■ **EXERCISE**:
Word for word, transcribe the data below from the line with "There are user" to the line with "I updated this", keeping both of those lines.

Start of EXTRACTED RECORDS

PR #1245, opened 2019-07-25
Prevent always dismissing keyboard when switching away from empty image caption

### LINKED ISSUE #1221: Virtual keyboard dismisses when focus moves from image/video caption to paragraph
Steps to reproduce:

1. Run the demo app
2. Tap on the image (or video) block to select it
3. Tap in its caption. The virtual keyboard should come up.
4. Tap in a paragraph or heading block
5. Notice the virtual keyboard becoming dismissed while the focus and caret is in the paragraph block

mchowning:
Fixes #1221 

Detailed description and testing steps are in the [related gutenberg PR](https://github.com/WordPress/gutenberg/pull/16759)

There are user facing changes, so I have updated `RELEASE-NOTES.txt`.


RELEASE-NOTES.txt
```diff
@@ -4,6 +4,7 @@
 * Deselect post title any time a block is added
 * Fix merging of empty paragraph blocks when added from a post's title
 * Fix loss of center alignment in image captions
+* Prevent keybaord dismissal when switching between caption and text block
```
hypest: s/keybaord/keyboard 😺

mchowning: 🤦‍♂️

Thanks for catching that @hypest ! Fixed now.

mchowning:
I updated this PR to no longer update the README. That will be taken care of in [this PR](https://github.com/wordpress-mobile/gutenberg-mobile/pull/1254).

End of EXTRACTED RECORDS
Start of EXTRACTED RECORDS

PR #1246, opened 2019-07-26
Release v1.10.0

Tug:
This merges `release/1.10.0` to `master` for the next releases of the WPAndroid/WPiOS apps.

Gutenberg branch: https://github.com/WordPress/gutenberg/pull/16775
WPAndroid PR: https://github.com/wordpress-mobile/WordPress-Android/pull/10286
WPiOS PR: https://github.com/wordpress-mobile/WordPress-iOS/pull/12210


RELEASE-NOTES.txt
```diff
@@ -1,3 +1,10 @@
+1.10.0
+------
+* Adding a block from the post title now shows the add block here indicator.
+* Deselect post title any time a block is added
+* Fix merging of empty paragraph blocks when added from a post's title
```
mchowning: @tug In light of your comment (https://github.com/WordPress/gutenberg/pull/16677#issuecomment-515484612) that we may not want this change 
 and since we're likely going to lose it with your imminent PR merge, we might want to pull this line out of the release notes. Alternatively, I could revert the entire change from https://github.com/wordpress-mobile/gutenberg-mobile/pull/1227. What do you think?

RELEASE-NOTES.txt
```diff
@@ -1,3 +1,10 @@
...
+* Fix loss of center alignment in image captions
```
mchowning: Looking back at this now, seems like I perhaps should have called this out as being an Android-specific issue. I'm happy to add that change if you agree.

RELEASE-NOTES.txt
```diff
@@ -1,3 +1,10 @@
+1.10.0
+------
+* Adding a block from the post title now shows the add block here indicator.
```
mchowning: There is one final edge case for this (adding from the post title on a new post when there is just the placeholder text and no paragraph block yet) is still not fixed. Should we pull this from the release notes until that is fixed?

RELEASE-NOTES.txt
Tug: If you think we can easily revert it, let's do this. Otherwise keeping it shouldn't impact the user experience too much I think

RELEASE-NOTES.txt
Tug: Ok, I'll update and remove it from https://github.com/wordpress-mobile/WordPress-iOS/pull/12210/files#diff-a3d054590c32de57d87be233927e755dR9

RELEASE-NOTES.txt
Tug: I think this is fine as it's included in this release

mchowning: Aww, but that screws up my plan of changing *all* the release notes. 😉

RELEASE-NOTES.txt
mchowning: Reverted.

End of EXTRACTED RECORDS
Start of EXTRACTED RECORDS

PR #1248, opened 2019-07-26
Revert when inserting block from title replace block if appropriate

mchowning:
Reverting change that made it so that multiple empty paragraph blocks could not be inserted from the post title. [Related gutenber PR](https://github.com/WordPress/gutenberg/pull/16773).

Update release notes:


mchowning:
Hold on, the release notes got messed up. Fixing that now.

End of EXTRACTED RECORDS

■ **COMPLETED TASK**:
There are user facing changes, so I have updated `RELEASE-NOTES.txt`.


RELEASE-NOTES.txt
```diff
@@ -4,6 +4,7 @@
 * Deselect post title any time a block is added
 * Fix merging of empty paragraph blocks when added from a post's title
 * Fix loss of center alignment in image captions
+* Prevent keybaord dismissal when switching between caption and text block
```
hypest: s/keybaord/keyboard 😺

mchowning: 🤦‍♂️

Thanks for catching that @hypest ! Fixed now.

mchowning:
I updated this PR to no longer update the README. That will be taken care of in [this PR](https://github.com/wordpress-mobile/gutenberg-mobile/pull/1254).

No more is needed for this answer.